What is disturbing is the wide dissemination of the information for a long period of time, and teh ability of the journalists brought in to keep their silence. Almost mafia-like. While journalists as individuals have, in liberal western countries, a theoretical legal protection for use of sources (and in some case protection from releasing their sources), the information used in this case was sourced illegally. Once sourced however;

A network of about 400 journalists in 80 countries put together by the consortium spent months researching the documents. The media partners included the Guardian and BBC in the U.K., El Confidencial in Spain, Le Monde in France, Falter and ORF in Austria, Sonntagszeitung in Switzerland, and L’Espresso in Italy.

We are also told that newspapers and journalists have had access to the documents for many months, with the various reports saying anything from six months to a year. It is interesting that in that six months to a year, the story was kept secret from all, until Sunday April 3rd, when the bombshell exploded onto newspapers (online of course) and the TV news.

And what an explosion. 12 heads of state, 120 senior politicians or close associates of politicians, family members, etc. The first scalp has been taken, with the Prime Minister of Iceland stepping down. Score one for the "Revenge of the Sith Bankers". Personally I would not be surprised to find that the IMF, Troika, and individual banks that lost big in Iceland, are rubbing their hands in spiteful glee, but I digress.

In total, something like 214,000 companies were established by MF, with these companies spread around the world. Strangely, there are few American companies or individuals reported thus far - the current number seems to be 3072, with a total of 441 clients, but we're told to expect more. 3072 out of 214,000? Really?

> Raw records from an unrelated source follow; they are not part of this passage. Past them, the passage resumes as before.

PR #504, opened 2020-10-27
Adds additional metrics/logging to better enable infinite tracing troubleshooting

michaelgoin:
## Proposed Release Notes

* Added additional support metrics and logging for infinite tracing.

## Details

Queue size and queue capacity will be sent up once a minute based on the metric harvest interval. We may find sending up the size more frequently will be useful but I figured this will be good enough to see if the queue is staying consistently full/close to full at first.

Dropped will give us a more specific actually dropped VS just stuck in the queue count.


lib/spans/span-streamer.js
```diff
@@ -47,11 +47,15 @@ class SpanStreamer {
 
     // If not writeable (because of backpressure) queue the span
     if (!this._writable) {
-      if (this.spans.length <= this.queue_size) {
+      if (this.spans.length < this.queue_size) {
```
michaelgoin, line 50: Off by 1...

carlo-808 (approved):
👍 
I see we have added and will populate metrics for the streaming span event aggregator aroudn queue size, queue capacity and dropped spans.  There's a off by 1 bug fix and added logging.

Issue #505, opened 2020-10-27
Remove setIgnoreTransaction


nijotz:
Remove API.prototype.setIgnoreTransaction which has been deprecated.

This allows us to NOT collect information for ignored transactions, improving performance overhead. This is captured in #506 

https://github.com/newrelic/node-newrelic/blob/main/api.js#L433-L439

PR #527, opened 2020-11-03
Remove setIgnoreTransaction API method

nijotz:
## Proposed Release Notes
* Removed deprecated setIgnoreTransaction API method

## Links
#505


carlo-808 (approved):
👍  I see setIgnoreTransaction API method is removed.  Nice job converting some tests to use the addIgnoringRule API method.

Issue #508, opened 2020-10-27
Remove deprecated HTTP response attributes


nijotz:
`httpResponseCode`, `response.status`, `httpResponseMessage` have been deprecated. Remove them.
* https://github.com/newrelic/node-newrelic/blob/main/lib/instrumentation/core/http.js#L175-L184
* https://github.com/newrelic/node-newrelic/blob/main/lib/instrumentation/core/http.js#L195-L203
* https://github.com/newrelic/node-newrelic/blob/main/lib/instrumentation/core/http.js#L216-L224
* https://github.com/newrelic/node-newrelic/blob/main/lib/serverless/aws-lambda.js#L392-L400
* https://github.com/newrelic/node-newrelic/blob/main/lib/serverless/aws-lambda.js#L403-L410

PR #528, opened 2020-11-03
Remove deprecated http response attributes

carlo-808:
## Proposed Release Notes
* Removed deprecated httpResponseCode, response.status and httpResponseMessage http response attributes.

## Links

Closes: #508

### DIFF
--- a/test/lib/fixtures.js
+++ b/test/lib/fixtures.js
@@ -10,8 +10,8 @@ module.exports = {
   httpAttributes: [
     'request.headers.host',
     'request.method',
-    'response.status',
-    'httpResponseCode'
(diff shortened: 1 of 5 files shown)


test/lib/fixtures.js
```diff
@@ -10,8 +10,8 @@ module.exports = {
   httpAttributes: [
     'request.headers.host',
     'request.method',
-    'response.status',
-    'httpResponseCode'
+    'http.statusCode',
```
nijotz, line 13: oh, interesting that the new attributes weren't added to the tests. Good catch

nijotz (approved):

Putin is just missed, but some around him are having their affairs aired in public. All, according to the Kremlin, part of a campaign of Putinphobia. Whose to know, but the Panama Papers are highlighting goings on that seem a little unsavory. In fact, a lot unsavory, by a huge range of people, from football stars to royalty, to criminals and (not criminal) individuals and companies.

And yet, all the information is not being released, raising questions about the political motives of those that released the information. Wikileaks climbed into the fray by stating categorically that one of the organisations involved in the dissemination of the information is effectively a front for Soros and his anti-Russia pro-democracy agenda.

And it is to that background that the relatively low number of Americans identified raises questions. If there is a dearth of Americans, is this because the information has been massaged? Is the number so low because the United States already has significant tax havens in Arizona and Delaware, and therefore there is less "need" for Americans to create international vehicles? Really?

At the core of my concerns then, is the question of whether the release of information, stolen information, was a crime, and not a "whistle blowing" action. And if it was a criminal activity (which hacking resulting in the theft of company information clearly is) then while there may be an argument that the thief was a whistle-blower, it does not absolve organisations from their use of the information for gain.

In this case, Süddeutsche Zeitung, the Guardian and other news organisations, instead of being legitimate news gathering and reporting organisations, are in fact the recipients and exploiters of illegally gains assets (the data). The drug data dealer has given then a home, and they know it came from criminal activity.

This makes their activities effectively the exploitation of the proceeds of crime.

I would expect that the vast majority of the companies formed will have been for perfectly valid business or personal reasons, legally using mechanisms to manage business activities and assets while also managing tax exposure - legally. None of that matters of course. Panama and anyone who does business with a Panama legal firm is now assumed to be a crook, while the real criminals, the Hacker(s) and the news outlets that has used the proceeds of that crime, will wear a mantel of purity of spirit.

If anything, I wonder if there will not be legal actions taken against the organisations that used and reported the data. Proceeds of crime indeed.